_Try it_
Look through the lines below for the word "under", and copy every line that has it.

(Stored data)
PR #7933, opened 2022-02-22
service: am: Update enum names to match documentation

german77:
Purely visual change.

### DIFF
--- a/src/core/hle/service/apm/apm_controller.h
+++ b/src/core/hle/service/apm/apm_controller.h
@@ -32,15 +32,18 @@ enum class PerformanceConfiguration : u32 {
     Config16 = 0x9222000C,
 };
 
+// This is nn::oe::CpuBoostMode
 enum class CpuBoostMode : u32 {
-    Disabled = 0,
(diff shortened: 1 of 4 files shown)


src/core/hle/service/apm/apm_controller.h
```diff
@@ -32,15 +32,18 @@ enum class PerformanceConfiguration : u32 {
...
+    Normal = 0,   // Boost mode disabled
+    FastLoad = 1, // CPU + GPU -> Config 13, 14, 15, or 16
+    Partial = 2,  // GPU Only -> Config 15 or 16
 };
 
-enum class PerformanceMode : u8 {
-    Handheld = 0,
-    Docked = 1,
+// This is nn::oe::PerformanceMode
+enum class PerformanceMode : s32 {
```
lioncash, line 43: Note that changing this to s32 isn't a visual change. This will push 4 bytes instead of 1 inside `APM::GetPerformanceMode` is that intended?

german77: `APM::GetPerformanceMode` Should return a 4 byte value

lioncash (approved):

PR #7935, opened 2022-02-24
logging: Convert `backend_thread` into an `std::jthread`

Wunkolo:
Was getting an unhandled `invalid_argument` [exception](https://en.cppreference.com/w/cpp/thread/thread/join) during shutdown on my linux
machine. This function is called by the deconstructor and
may be called before `StartBackendThread` gets a chance to run, causing it to try and join a null thread.

### DIFF
--- a/src/common/logging/backend.cpp
+++ b/src/common/logging/backend.cpp
@@ -218,19 +218,17 @@ private:
     Impl(const std::filesystem::path& file_backend_filename, const Filter& filter_)
         : filter{filter_}, file_backend{file_backend_filename} {}
 
-    ~Impl() {
-        StopBackendThread();
-    }
+    ~Impl() = default;
 
     void StartBackendThread() {
-        backend_thread = std::thread([this] {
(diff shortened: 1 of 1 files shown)


src/common/logging/backend.cpp
```diff
@@ -246,7 +246,9 @@ class Impl {
 
     void StopBackendThread() {
         stop.request_stop();
-        backend_thread.join();
+        if (backend_thread.joinable()) {
```
lioncash, line 249: Would it be beneficial to turn the thread itself into a `std::jthread` so that this can happen automatically on destruction (since the only use of StopBackendThread is in the destructor)

Wunkolo: I'll try that. It looks like we are basically just re-implementing a `std::jthread` when it can just use it directly.

bunnei (approved):

bunnei:
LGTM, thanks!

PR #7936, opened 2022-02-24
cpu_detect: Refactor detection of processor features

Wunkolo:
These are some updates and fixes for `cpu_detect`'s `CPUCaps` structure to make it more robust for later feature-detection additions.

### DIFF
--- a/src/common/x64/cpu_detect.h
+++ b/src/common/x64/cpu_detect.h
@@ -1,12 +1,13 @@
-// Copyright 2013 Dolphin Emulator Project / 2015 Citra Emulator Project
-// Licensed under GPLv2 or any later version
-// Refer to the license.txt file included.
+// Copyright 2013 Dolphin Emulator Project / 2015 Citra Emulator Project / 2022 Yuzu Emulator
+// Project Project Licensed under GPLv2 or any later version Refer to the license.txt file included.
 
 #pragma once
 
+#include "common/common_types.h"
+
 namespace Common {
 
-enum class Manufacturer : u32 {
+enum class Manufacturer : u8 {
     Intel = 0,
     AMD = 1,
     Hygon = 2,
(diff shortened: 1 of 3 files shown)


src/common/x64/cpu_detect.h
```diff
@@ -1,42 +1,50 @@
...
-    bool invariant_tsc;
+    char brand_string[13];
+
+    char cpu_string[48];
+
     u32 base_frequency;
     u32 max_frequency;
     u32 bus_frequency;
+
+    bool sse : 1;
```
lioncash, line 32: Seems odd to optimize for size when there's only going to be one instance of it active (and even then, the codegen difference isn't even that big, and usually adds an extra and to accesses).

Wunkolo: This was more of a "why not" from me since I planned to add more ISA feature-flags without each `bool` costing a whole byte but I am finding that the compact bitfields allows for multiple flags to be checked in parallel a bit faster than if it were byte-sized `bool`s.

https://godbolt.org/z/Gxxbfhzv9
With bitfields:
```asm
CheckABF(BunchaFlags const&):             # @CheckABF(BunchaFlags const&)
        mov     al, byte ptr [rdi]
        not     al
        test    al, 35
        sete    al
        ret
```

https://godbolt.org/z/jKeT6srzb
Without bitfields:
```asm
CheckABF(BunchaFlags const&):             # @CheckABF(BunchaFlags const&)
        xor     eax, eax
        cmp     byte ptr [rdi], 0
        je      .LBB0_3
        cmp     byte ptr [rdi + 1], 0
        je      .LBB0_3
        cmp     byte ptr [rdi + 5], 0
        setne   al
.LBB0_3:
        ret
```

lioncash: Right, but in most use cases, capabilities would only be accessed from external code to check for a single feature (iirc, the only occurrence of checks in sequence we have currently are when we're using it to construct strings, which makes the codegen more or less negligible)

Wunkolo: In cases of checking for one feature or multiple in-sequence, I'm seeing better assembly with bitfields.
Like loading all the compacted-flags at once into a register up-front with just one memory load and then testing against it(with the `test`-instruction) in-place, rather than loading-in and checking a new byte of data for each individual flag.

Not seeing any kind of net-loss anywhere. But I can remove it back to byte-based bools if I'm overlooking a regression somewhere.

Here's a unit case.
https://godbolt.org/z/oWWKnobb6

lioncash: The problem with this test is it is assuming the internal static will be visible to external code.

Consider: https://godbolt.org/z/9En6E7zef which treats it like how the API is currently set up.

Though, given it generates roughly equivalent code (only diff being test/cmp), I'll leave it up to you with whichever you wanna go with.

bunnei (approved):

PR #7969, opened 2022-03-01
gl_graphics_pipeline: Improve shader builder synchronization using fences

ameerj:
This PR aims to alleviate reported issues with async shaders on OpenGL where graphical issues persist during the session.

The challenge with async shaders on OpenGL is that there are two levels of asynchronous execution happening:
- The CPU shader builder thread runs concurrently, and has to coordinate with the main thread to inform it when the thread completed its work
- OGL commands are asynchronous by nature, and run concurrently with the CPU code.

So, even though the shader builder CPU thread completes its CPU work, it doesn't imply that the OGL commands it issued have been completed by the OGL context it shares with with main thread. 

This PR improves on async shaders by making use of `GLsync` fences to better coordinate when the builder thread has completed the OpenGL commands in its context. This is an improvement from before since this ensures the GL commands have been fully executed once the `GLsync` fence was reached, and these changes have been propagated to the contexts which `Wait` on the fence.

### DIFF
--- a/src/video_core/renderer_opengl/gl_graphics_pipeline.cpp
+++ b/src/video_core/renderer_opengl/gl_graphics_pipeline.cpp
@@ -229,10 +229,9 @@ GraphicsPipeline::GraphicsPipeline(
     if (key.xfb_enabled && device.UseAssemblyShaders()) {
         GenerateTransformFeedbackState();
     }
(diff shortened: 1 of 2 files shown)


FernandoS27:
Squahs those commits into 1, too many for such few lines.

PR #7973, opened 2022-03-02
host_memory: Fix fastmem crashes in debug builds

Morph1984:
It is possible for virtual_offset to not be 0 when the iterator is at the beginning, and thus, `std::prev(it)` may be evaluated, leading to a crash in debug mode.

### DIFF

_Output for this task_
-// Licensed under GPLv2 or any later version
+// Project Project Licensed under GPLv2 or any later version Refer to the license.txt file included.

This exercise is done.